LES LASERS DIODES ET LE LASER ND-YAG EN CHIRURGIE BUCCALE

Les lasers diodes sont des lasers à semi-conducteurs (gallium arsenide, aluminium…).

Les lasers Nd-YAG sont des lasers dont la terre rare, le néodyme, dope le barreau de cristal d’ytrium aluminum galinéate.

L’énergie est distribuée par des fibres optiques en général de 200 µm ou 300 µm.

Le rayon a une pénétration tissulaire importante (4 à 6 mm) avec une bonne absorption dans les chromophores noirs (hémoglobine, bactéries et mélanine).

Indications

• Hémostase des petits vaisseaux.

• Chirurgie des tissus mous : beaucoup moins efficace que le laser CO2 avec plus de diffusion tissulaire et un effet thermique important pouvant générer une nécrose.

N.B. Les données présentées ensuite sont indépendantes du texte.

PR #1985, opened 2026-06-03
Nickez/sysroot wrappers attempt2

NickeZ:
Alternative to https://github.com/BitBoxSwiss/bitbox02-firmware/pull/1982

You need to run `make bootstrap` or `./scripts/bootstrap-cargo-config` once after you checkout the project.

@benma said he didn't have a strong opinion.


scripts/bootstrap-cargo-config
```diff
@@ -0,0 +1,127 @@
...
+{
+    echo "# Generated by scripts/bootstrap-cargo-config."
+    echo "# Host-specific bindgen and cc configuration. Re-run after changing ARM toolchains."
+    echo
+    echo "[env]"
+    if [[ -n "${sysroot}" ]]; then
+        write_cc_env "thumbv7em-none-eabi"
+        write_cc_env "thumbv8m.main-none-eabihf"
+    fi
+    write_bindgen_env "thumbv7em-none-eabi"
```
cedwies, line 118: There is some discrepancy. We allow writing `bindgen_env` with empty `sysroot`, but do not allow this for `cc_env`.

src/rust/bitbox-lvgl-sys/build.rs
```diff
@@ -271,3 +272,9 @@ fn main() -> Result<(), &'static str> {
     fonts.compile("lvgl_fonts");
     run_bindgen(&wrapper, &out_path, &cflags)
 }
+
+fn emit_bindgen_env_rerun_if_changed() {
+    let target = env::var("TARGET").expect("TARGET not set");
+    println!("cargo::rerun-if-env-changed=BINDGEN_EXTRA_CLANG_ARGS");
+    println!("cargo::rerun-if-env-changed=BINDGEN_EXTRA_CLANG_ARGS_{target}");
```
cedwies, line 279: Would it make sense here to check for `CFLAGS` as well here?

cedwies (commented):
This looks good. Left 2 comments.

One command failed on my machine:

`cmake --build build-pr1985-review-arm --target rust-docs -j12`. I consider this non-blocking, but want to mention it here. Consequently, make `rust-docs` also does not work.

src/rust/bitbox-lvgl-sys/build.rs
NickeZ: I'm pretty sure CC emits what is necessary for those variables. https://docs.rs/cc/latest/cc/#external-configuration-via-environment-variables

NickeZ:
Fixed according to review, also removed some optimization flags for bindgen. Bindgen never compiles any code, so optimization flags have no impact. `-fomit-function-pointers` is also enabled by default, so it can be removed.

scripts/bootstrap-cargo-config
```diff
@@ -92,10 +88,14 @@ write_bindgen_env() {
...
-    local args="--sysroot=${sysroot}"
+    local args="-fshort-enums -mthumb"
+
+    if [[ -n "${sysroot}" ]]; then
+        args=" --sysroot=${sysroot}"
+    fi
 
     if [[ "${target}" == thumbv7* ]]; then
-        args="${args} -mcpu=cortex-m4 -mthumb -mfloat-abi=softfp -mfpu=fpv4-sp-d16 -fomit-frame-pointer"
+        args="${args}-mcpu=cortex-m4 -mfloat-abi=softfp -mfpu=fpv4-sp-d16"
```
cedwies: There is a missing space, resulting in `--sysroot=/usr/local/arm-none-eabi-mcpu=cortex-m4`

scripts/bootstrap-cargo-config
```diff
@@ -92,10 +88,14 @@ write_bindgen_env() {
 
 write_cc_env() {
     local target="$1"
-    local args="--sysroot=${sysroot}"
+    local args="-fshort-enums -mthumb"
+
+    if [[ -n "${sysroot}" ]]; then
+        args=" --sysroot=${sysroot}"
```
cedwies: if `sysroot` is not empty, we lose `-fshort-enums -mthumb`

scripts/bootstrap-cargo-config
```diff
@@ -113,10 +113,8 @@ trap 'rm -f "${tmp}"' EXIT
     echo "# Host-specific bindgen and cc configuration. Re-run after changing ARM toolchains."
     echo
     echo "[env]"
-    if [[ -n "${sysroot}" ]]; then
-        write_cc_env "thumbv7em-none-eabi"
-        write_cc_env "thumbv8m.main-none-eabihf"
-    fi
+    write_cc_env "thumbv7em-none-eabi"
```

• Traitement des péri-implantites.

• PhotoDynamic Therapy (PDT) : utilisation d’agent photosensibilisant (type acide 5-aminolévulinique) qui, une fois activé, génère un stress oxydatif sur les tissus ciblés.

CONCLUSION

Les lasers tiennent aujourd’hui une place indéniable dans l’arsenal thérapeutique en chirurgie buccale. Le contrôle de la douleur postopératoire et l’orientation de la cicatrisation font que les lasers, en particulier le laser CO2, s’inscrivent dans une approche moderne en accord avec l’évolution de la discipline. Seuls des paramètres bien maîtrisés, en fonction de la situation clinique et des tissus cibles impliqués, permettent d’obtenir des résultats réitératifs qui mettent en jeu les processus cellulaires de biomodulation.

Lectures conseillées

Enwemeka CS, Parker JC, Dowdy DS, Harkness EE, Sanford LE, Woodruff LD. The efficacy of low-power lasers in tissue repair and pain control : a meta-analysis study. Photomed Laser Surg. 2004 Aug ; 22(4): 323-9.

Woodruff LD, Bounkeo JM, Brannon WM, Dawes KS, Barham CD, Waddell DL, ­Enwemeka CS. The efficacy of laser therapy in wound repair : a meta-analysis of the literature. Photomed Laser Surg. 2004 Jun ; 22(3): 241-7.

Rocca JP. Les lasers en odontologie. Éditions CdP. Rueil-Malmaison, 2006.